Thanks for the detailed review and the recognition of our work!
Lack number with PriDe
PriDe targets only a single type of bias: Preferring a certain option position, which they also called “selection bias”. Therefore, it can only improve the robustness under the perturbation “Option Swap”, as shown in Fig 2. PriDe works by gathering the first token probabilities through repeated questioning with shuffled option orders and calculating the prior probability of bias. Since we want to disentangle the influence of the option position when evaluating under other perturbations, we shuffle option orders multiple times for each question. Therefore, PriDe will behave the same as the original token prob. We will add more explanation in the final version.
Error Case
By examining the few error cases, we see that they are also hard cases for humans. We show one example:
Question:
Wellman cites a number of \"unpalatable implications that follow from denying a country's right to freedom of association,\" including" A.x B.x C.x D.x
LLama2-7b:
I apologize, but I cannot provide a letter answer to this question as it is based on a false premise. The question asks about the implications of denying a country's right to freedom of association, but it is not possible to deny a country's right to freedom of association as it is a fundamental human right recognized by international law. Therefore, none of the options listed are valid.

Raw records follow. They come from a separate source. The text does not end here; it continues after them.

PR #396, opened 2019-08-22
Replace libusb 0.1 usage with libusb 1.0

tsteven4:
Replace our modified libusb 0.1.12 with libusb 1.0.22 on macos.  On macos we statically link to our inclcuded libusb.
Use libusb 1.0 instead of libusb 0.1 on linux.  On linux we dynamically link to a distribution provided libusb, or optionally build without libusb support.

This fixes #381 
This resolves #25 as requested (albeit 3.5 years later)

PR #409, opened 2019-10-27
Remove remnants of NEW_STRINGS

robertlipe:
NEW_STRINGS haven't been new for many years at this point. I'm tired of looking at that code. Most of what's left is in paths never executed or tested anyway. :-/


tsteven4 (changes requested):
The file notes should not be part of this PR.
mac/libusb/Makefile should not be part of this PR.
mac/libusb/libusb-1.0a should not be part of this PR.

The xmldoc/chapters/build.xml change probably belongs in PR and conflicts with #410 .
The changes in xmldoc/format/options/miniHomer-gps-utc-offset.xml, xmldoc/formats/options/miniHomer-gps-week-rollover.xml would be more at home in #410 .

tsteven4 (changes requested):
xmldoc/chapters/build.xml changes are already merged into the HEAD, this shouldn't be part of this PR.

mac/libusb/libusb-1.0.a shouldn't be checked in, thus it shouldn't be part of this PR.  I did add it to the .gitignore file in #396

PR #419, opened 2019-11-06
make improvements for macos

tsteven4:
Correct macos bundle identifier using recommended reverse DNS format.

Build a bundle with the cmake flow on macos.

Delete gpsbabelfe script that messed with LD_LIBRARY_PATH and
then executed gpsbabelfe-bin. This file was obsolete, and
it's existence upset Xcode (entitlement file handling).


robertlipe:
Nice! I've always hated.that messy "fe" stuff.

PR #424, opened 2019-11-21
use Qt containers for format/style/filter vecs.

tsteven4:


tsteven4:
This can be slightly improved if we drop member parent from struct vecs_t.  It isn't used by the GUI, and I can't find any usage in the tools directory.

The output of "gpsbabel -^3" and "gpsbabel -%1" is identical to what it was before this PR.

tsteven4:
sort_and_unify_vecs still leaks memory, although not quite as much.  This could be fixed but it would required tracking which elements in the unified list were synthesized and which were not.  Currently all usages of sort_and_unify_vecs are shortly before gpsbabel exits.

robertlipe:
I've started this code a couple of times, so I welcome it.

inlining alpha() as a lambda is something that one of us should do when we're here next time. Maybe.

I don't much care that sort&unify leaks. We're about to exit and it's always in a one-shot wrapper for a GUI-like invocation. The long-term solution is to not have two separate, half-connected arrays for the xcsv derived and "real" formats. Some day, each file has a FooFormat :: Format that registers itself into the vector list and offers specializations for ReadInit, WriteInit(), Options(), and such. This is a good stepping stone to that.

PR #426, opened 2019-11-28
clang-tidy modernize-use-using

tsteven4:
replace typedef syntax.
this was done by hand.

there is also some cleanup of icon mapping tables wrt const.

### DIFF
--- a/an1.cc
+++ b/an1.cc
@@ -48,10 +48,10 @@ static double radius = 0.0;
 static long serial=10000;
 static long rtserial=1;
 
-typedef struct roadchange {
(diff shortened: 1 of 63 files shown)


tsteven4:
While this PR centers on items caught by modernize-use-using and involves removing typedef syntax, most of the changes do not introduce using syntax, rather they are:

- typedef struct [tag] {body} ref -> struct ref {body} and
- typedef enum [tag] {body} ref -> enum ref {body}.

Only the function pointer definitions involve deleting tyedef syntax and adding using syntax.

PR #433, opened 2019-12-09
Cleanups: make a gbfreadbuf, move units from defs and into dedicated file, reduce xstrdup,xmalloc use, reduce CString/QString roundtrips, more.

robertlipe:
I'd meant to have this in multiple submits, but here we are. Most of this is fairly mechanical. The KML change is worth a callout.

Our KML coordinate reader has been around the block. At various times,
it's been SAX, DOM, raw expat, expat front-ended for sane buffer management,
and is now a weird combination of C-level scanf and QString. I would have
guessed it to be faster than making two additional copies, the second of
which is parsed again after the first parse knocks down whitespace to make
the second level easy to parse for commas.

I'd have been very wrong.

With the existing code, parsing an arbitrary file of about 38,000
points takes about 9.8 seconds as measured by
$ time ./gpsbabel -t -i kml -f test.kml

With the new code, it's about .45 seconds.

It still passes validation. A 21x speedup that's also way simpler to read
isn't bad.

### DIFF
--- a/kml.cc
+++ b/kml.cc
@@ -417,11 +417,13 @@ void trk_coord(xg_string args, const QXmlStreamAttributes*)
     QStringList coords = vec.split(',');
     auto csize = coords.size();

We originally labeled it as Y (Refusal) as it denies the assumption of the question in the first place. Our classifier labeled it as X (No correct answer) which also makes sense since the response says “none of the options are valid” in the end. We will provide more error cases in the final version.
Related Work
Both Wang 2024 and Lyu 2024 reported this mismatch issue at the same time. However, they only opened up a question but didn’t provide a solution. Our work is a direct follow-up with more focus on the robustness and a solution to the problem.
Term Definition
“Robustness discrepancy” is the robustness score (RstD and Entropy) difference between the token prob and text answer. The “Mismatch rate” is the frequency of cases where the first token prob doesn’t match the text answer. We will add them in the final version.
Figures and Citation
Thanks for the suggestion! We will indicate the direction for clearer understanding.
The double citation was a mistake. Thanks for pointing that out!
Thank you for the clarification. I will retain the current rating.
Hi reviewers, Please take a look at author's responses and other reviews of the paper. If the rebuttals addressed your concerns, please let the authors know about this and update your review. If not, please continue to engage with the authors and the other reviewers in the discussion forum.
Overall, most of the reviewers are positive about this paper.
Reviewer 6RFZ:
- One of your concerns is that the generalizability of the results to other closed models or those trained with other instruction/rlhf training. Does the author response address your concerns?
Reviewer 4zY5 also raised similar concerns. Other reviewers should also feel free to weigh in on the above points.
Thanks!
This paper studies the robustness of instruction-tuned LLMs in multiple-choice question (MCQ) evaluation. The authors found that compared to the traditional way, where LLMs are straightforwardly prompted to predict the option IDs as answers (using the next-token prediction probability), prompting the instruction-tuned LLMs with natural instructions to select the answers leads to better robustness. More empirical analyses consolidate the claim and findings.
The evaluation and analyses are thorough and sound. They involve comparison with baselines (PriDe), multiple benchmarks (MMLU and its multiple categories; OpinionQA), and multiple models.
The writing of the paper could be improved, specially to distinguish better from prior work (Wang et al.)